Chi legge, si figura subito alti pali a sorreggere casette, l’intrico dei terrazzini a diverse altezze che si mescolano a scale e belvederi, meccanismi di argani e pulegge. Non si sa perché Zenobia sia stata costruita così, ma sicuramente le palafitte, all’apparenza fragili e inutili su terra, proteggono da predatori e inondazioni. Riflettendo sull’origine della città, Calvino nomina i due centri nevralgici di questo luogo: la memoria e il desiderio:

Se nella città di Isidora «i desideri sono già ricordi», qui avviene forse l’opposto: è il ricordo a lasciar spazio al desiderio. Sebbene Zenobia non sia inserita fra Le città e la memoria e né Le città e il desiderio, in lei la relazione tra memoria e desiderio è così potente da creare una felicità non esibita:

E così fanno le trasposizioni visive di questa città, combinando, in modi diversi, elementi di uno stesso modello: altissimi pali, case di bambù, ballatoi, balconi, scale a pioli, marciapiedi pensili, tettoie a cono, girandole, serbatoi d’acqua, carrucole, gru.

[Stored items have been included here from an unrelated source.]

PR #22935, opened 2021-07-19
don't run test with ENABLE_POD_SECURITY_POLICY

aojea:
Quoting from Jordan Liggitt
" PodSecurityPolicy is optional and deprecated.
We shouldn't be enabling it in new jobs.
No e2e or addon should fail if it's not enabled."

Remove the ENABLE_POD_SECURITY_POLICY=true option
from all jobs that run against master branch

/assign @liggitt @dims @spiffxp @BenTheElder @tallclair

### DIFF
--- a/config/jobs/kubernetes/generated/generated.yaml
+++ b/config/jobs/kubernetes/generated/generated.yaml
@@ -95,7 +95,6 @@ periodics:
       - --timeout=120m
       - --test_args=--ginkgo.skip=\[Slow\]|\[Serial\]|\[Disruptive\]|\[Flaky\]|\[Feature:.+\] --minStartupPods=8
       - --ginkgo-parallel=30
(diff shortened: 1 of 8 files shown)


spiffxp:
/cc @mkorbi @savitharaghunathan 
FYI @kubernetes/ci-signal @kubernetes/release-team-leads 

I'm going to allow this to merge because I think it'd be in the interest of our users to catch sooner-vs-later that we have tests relying on something that has had its deprecation clock started.  If we find this causes a massive delta in CI Signal, we can revert.

In terms of jobs you watch, it's going to impact:
- ci-kubernetes-e2e-gci-gce 
- ci-kubernetes-e2e-ubuntu-gce
- ci-kubernetes-e2e-ubuntu-gce-containerd
- pull-kubernetes-e2e-gce-ubuntu

spiffxp (approved):
/approve
/lgtm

La maggior parte di queste raffigurazioni privilegia l’idea delle palafitte: l’architetta e illustratrice peruviana Karina Puente, che dal 2015 ha intrapreso il progetto [In]visible cities, lo fa in maniera piuttosto geometrica e regolare, con pali equidistanti, la scelta di una pulita tricromia (nero, bianco e ocra) e una simmetria del caos tipicamente calviniana [fig. 1].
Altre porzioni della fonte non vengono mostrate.